** EXERCISE INPUTS follows **

PR #560, opened 2017-09-19
refactor: ts conversion of config, trace-writer, span-data

kjin:
I'd recommend looking at the commits separately.

### DIFF
--- a/src/index.d.ts
+++ b/src/index.d.ts
@@ -1,0 +1,73 @@
+// TODO(kjin): Unify these definitions with those of the Debugger Agent.
+
+declare module 'gcp-metadata' {
+  import * as http from 'http';
+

** End of EXERCISE INPUTS **

Restate the data in full so that no line differs from the original.

PR #560, opened 2017-09-19
refactor: ts conversion of config, trace-writer, span-data

kjin:
I'd recommend looking at the commits separately.

### DIFF
--- a/src/index.d.ts
+++ b/src/index.d.ts
@@ -1,0 +1,73 @@
+// TODO(kjin): Unify these definitions with those of the Debugger Agent.
+
+declare module 'gcp-metadata' {
+  import * as http from 'http';
+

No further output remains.